● **Your assignment**:
Copy the lines below exactly, starting at the line that contains "context.Context, interval time.Dura" and stopping after the last line, and include no other lines.

● **Entries provided**:
PR #2787, opened 2026-06-09
CNF-24707: use typed slog attributes in alarms internal packages

donpenney:
Replace untyped alternating key-value pairs with typed slog attribute constructors in the alarms infrastructure, alertmanager, listener, db/repo, serviceconfig, and notifier_provider packages.

### DIFF
--- a/internal/service/alarms/internal/alertmanager/api.go
+++ b/internal/service/alarms/internal/alertmanager/api.go
@@ -71,7 +71,7 @@ func (c *AMClient) RunAlertSyncScheduler(ctx context.Context, interval time.Dura
 	ticker := time.NewTicker(interval)
 	defer ticker.Stop()
 
-	slog.InfoContext(ctx, "Alert sync scheduler started", "interval", interval.String())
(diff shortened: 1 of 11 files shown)


internal/service/alarms/internal/alertmanager/api.go
```diff
@@ -160,7 +160,7 @@ func (c *AMClient) getAlerts(ctx context.Context) ([]APIAlert, error) {
 	}
 	defer func(Body io.ReadCloser) {
 		if err := Body.Close(); err != nil {
-			slog.ErrorContext(ctx, "failed to close response body during AM get call", "error", err.Error())
+			slog.ErrorContext(ctx, "failed to close response body during AM get call", slog.String("error", err.Error()))
```
donpenney, line 163: We will need to standardize `slog.String("error", err.Error())` vs `slog.Any("error", err)`, but that can be a followup update. This PR (and #2786 and #2788) are about typing the existing untyped log fields, and not revising what's logged.

donpenney:
@coderabbitai There are a large number of calls throughout the code using `slog.String("error", err.Error())`, This will be done as a separate work item. I've created a Jira work item, CNF-24759, for this change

● **Exercise result**:
@@ -71,7 +71,7 @@ func (c *AMClient) RunAlertSyncScheduler(ctx context.Context, interval time.Dura
 	ticker := time.NewTicker(interval)
 	defer ticker.Stop()
 
-	slog.InfoContext(ctx, "Alert sync scheduler started", "interval", interval.String())
(diff shortened: 1 of 11 files shown)


internal/service/alarms/internal/alertmanager/api.go
```diff
@@ -160,7 +160,7 @@ func (c *AMClient) getAlerts(ctx context.Context) ([]APIAlert, error) {
 	}
 	defer func(Body io.ReadCloser) {
 		if err := Body.Close(); err != nil {
-			slog.ErrorContext(ctx, "failed to close response body during AM get call", "error", err.Error())
+			slog.ErrorContext(ctx, "failed to close response body during AM get call", slog.String("error", err.Error()))
```
donpenney, line 163: We will need to standardize `slog.String("error", err.Error())` vs `slog.Any("error", err)`, but that can be a followup update. This PR (and #2786 and #2788) are about typing the existing untyped log fields, and not revising what's logged.

donpenney:
@coderabbitai There are a large number of calls throughout the code using `slog.String("error", err.Error())`, This will be done as a separate work item. I've created a Jira work item, CNF-24759, for this change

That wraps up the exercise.